> _Work to complete_
Copy out the full set of records. Keep every word the same.

Data for processing Block Start

PR #10677, opened 2021-08-25
ledger-on-memory: If the index provided already exists, fail.

SamirTalwar-DA:
Pointing ledger-on-memory at an existing index is a recipe for disaster, as the ledger will have no entries but the index might have some.

This enforces an empty index by failing if any migrations have been applied.

### Pull Request Checklist

trigger the build.

### DIFF
--- a/ledger/participant-integration-api/src/main/scala/platform/indexer/IndexerStartupMode.scala
+++ b/ledger/participant-integration-api/src/main/scala/platform/indexer/IndexerStartupMode.scala
@@ -17,4 +17,6 @@ object IndexerStartupMode {
 
   case object MigrateOnEmptySchemaAndStart extends IndexerStartupMode
 
+  case object EnforceEmptySchemaAndMigrate extends IndexerStartupMode
+
 }
--- a/ledger/participant-integration-api/src/main/scala/platform/store/FlywayMigrations.scala
+++ b/ledger/participant-integration-api/src/main/scala/platform/store/FlywayMigrations.scala
@@ -99,7 +99,7 @@ private[platform] class FlywayMigrations(
           throw StoppedProgressing(pendingMigrations)
         } else {
           logger.debug(
-            s"Concurrent migration has reduced the pending migrations set to ${pendingMigrations}, waiting until pending set is empty.."
+            s"Concurrent migration has reduced the pending migrations set to $pendingMigrations, waiting until pending set is empty.."
           )
           Thread.sleep(1000)
           flywayMigrationDone(retries - 1, Some(pendingMigrations))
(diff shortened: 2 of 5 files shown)


ledger/participant-integration-api/src/main/scala/platform/indexer/IndexerStartupMode.scala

Data for processing Block End

> _Answer to the problem_
PR #10677, opened 2021-08-25
ledger-on-memory: If the index provided already exists, fail.

SamirTalwar-DA:
Pointing ledger-on-memory at an existing index is a recipe for disaster, as the ledger will have no entries but the index might have some.

This enforces an empty index by failing if any migrations have been applied.

### Pull Request Checklist

trigger the build.

### DIFF
--- a/ledger/participant-integration-api/src/main/scala/platform/indexer/IndexerStartupMode.scala
+++ b/ledger/participant-integration-api/src/main/scala/platform/indexer/IndexerStartupMode.scala
@@ -17,4 +17,6 @@ object IndexerStartupMode {
 
   case object MigrateOnEmptySchemaAndStart extends IndexerStartupMode
 
+  case object EnforceEmptySchemaAndMigrate extends IndexerStartupMode
+
 }
--- a/ledger/participant-integration-api/src/main/scala/platform/store/FlywayMigrations.scala
+++ b/ledger/participant-integration-api/src/main/scala/platform/store/FlywayMigrations.scala
@@ -99,7 +99,7 @@ private[platform] class FlywayMigrations(
           throw StoppedProgressing(pendingMigrations)
         } else {
           logger.debug(
-            s"Concurrent migration has reduced the pending migrations set to ${pendingMigrations}, waiting until pending set is empty.."
+            s"Concurrent migration has reduced the pending migrations set to $pendingMigrations, waiting until pending set is empty.."
           )
           Thread.sleep(1000)
           flywayMigrationDone(retries - 1, Some(pendingMigrations))
(diff shortened: 2 of 5 files shown)


ledger/participant-integration-api/src/main/scala/platform/indexer/IndexerStartupMode.scala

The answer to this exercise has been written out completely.